Many people wonder whether frozen food is more nutritious and cheaper than canned food. Of course nothing beats fresh foods, however fresh foods such as vegetables, fruits and meat can often be very expensive compared to frozen or canned foods. But eating healthily doesn’t have to be expensive, by swapping some fresh produce for frozen or canned. I will make a comparison of frozen and tinned food and explain why I prefer frozen over canned food.
Canned fruits and veg can still provide us with our 5 a day just like fresh and frozen produce. The fibre content stays the same as fresh and frozen foods, however to preserve the content of the tin, tinned foods often go through a heat treatment to keep the contents sterile (free of microorganisms) and therefore can be stored for a very long time. The disadvantage of this process on the other hand, is that some nutritional value will be lost from heating. If the fruit or veg will be cooked again, the nutritional values will further decrease. When it comes to fresh and frozen foods some nutrients will also be lost when cooked, but not as much as tinned foods as fresh and frozen food have not been heated to sterilize. Frozen food is however blanched before frozen, which decreases nutritional value slightly, nowhere near as much as the sterilisation process of canned foods.
Cost wise tinned food can be cheaper than fresh produce, but frozen seems to work out cheaper than canned by weight. Another thing to remember is that manufacturers of canned food often add a significant amount of sugar and/or salt to the content.

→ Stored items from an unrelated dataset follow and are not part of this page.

PR #3878, opened 2023-04-27
CI: macOS Cache Less

ax3l:
Cache only selected brew paths in macOS, not all of `/usr/local`, which contains more runner specific software.

### DIFF
--- a/.github/workflows/macos.yml
+++ b/.github/workflows/macos.yml
@@ -27,7 +27,9 @@ jobs:
       # - for a refresh the key has to change, e.g., hash of a tracked file in the key
       with:
         path: |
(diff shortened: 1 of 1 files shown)


AlexanderSinn:
I’m not sure that this will work, I solved it a bit differently https://github.com/Hi-PACE/hipace/pull/926/files#diff-7b74d73de878e0e53f6768bbf3a3d4b50c3c6f1f16f9b64518690028b8206b1c .
Definitely test that the CI works and is fast when rerunning without a change.

ax3l:
Oops, should not merge on my phone. Let's apply your patch in a separate PR, looks good 👍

Pros and Cons of canned fruit and veg
|A very long shelf life||Added salt|
|Part of your 5 a day||Added sugar|
|Usually cheaper than fresh produce||Loss of nutritional value from heating|
|Free of bacteria, fungus and virus||Can be more expensive than frozen produce|
Frozen food is often a lot cheaper by weight compared to fresh veg, fruits and meat. Fruit and veg are picked, blanched and frozen within hours from harvest, to preserve taste and retain nutrients. Frozen fruits and vegetables as mentioned before are blanched before freezing, to deactivate certain enzymes that can unfavourably affect the colour, flavour, smell and nutritional value of the veg or fruit.
As we all know meat and fish can be very expensive when bought fresh from the fishmonger or butcher. Since I eat salmon several times a week, I buy frozen salmon filets, which are as good as the stuff from the fishmonger. I got a friend who once worked in a fishmonger, she has told me that the fish that is on the counter was actually also frozen. So I don’t see the difference between buying fish from the fishmonger or the frozen section. You can buy meat such as minced meat and chicken fillets frozen, which does work out cheaper than the fresh meat.
Pros and Cons of frozen fruit and veg
|A very long shelf life compared to fresh produce||Thought a slight decrease in nutritional value compared to fresh, still a con.|
|Part of your 5 a day||Big bags can take up a lot of freezer space|
|Usually cheaper than fresh and canned produce|
|No added sugar or salt|
|Much better nutritional value compared to canned foods|
My preference and why
I know we all have different preferences and I respect whatever your opinion and choice is. I personally I still buy quiet a lot of fresh produce. However there are certain things I prefer to buy frozen over fresh, to cut costs and also prevent food waste. In the picture above, you can see that I enjoy healthy and balanced meals. Believe it or not, the whole meals was made from frozen foods, including the fillet of salmon! Veg I prefer buying frozen include sweetcorn, peas, asparagus. I prefer sweetcorn and petits pois peas frozen over canned. This is because frozen doesn’t contain the added sugar or salt that can be found in canned. I also buy these frozen because it has a higher nutritional value compared to canned. My little girl and I go through sweetcorn quickly, so it works out a lot cheaper than fresh and canned.
Since Yasmin hates asparagus and I love having asparagus with salmon or occasionally steak. I wont be able to finish the bundle of fresh asparagus, therefor would produce food waste. So the frozen asparagus is the perfect solution to my problem. Since I have 6 salmon fillets a week on average, it can be very costly, hence I buy the frozen salmon filets to save some money but still maintain my nutritional plan I am following. When it comes to chicken breast, I bulk buy fresh and then freeze into portions as soon as I get home to preserve and cut cost. I find frozen chicken seems to shrink in size a lot when cooked. I am not 100% sure as to why, but someone once told me they might have been injected with saline solution to make the chicken breast appear larger.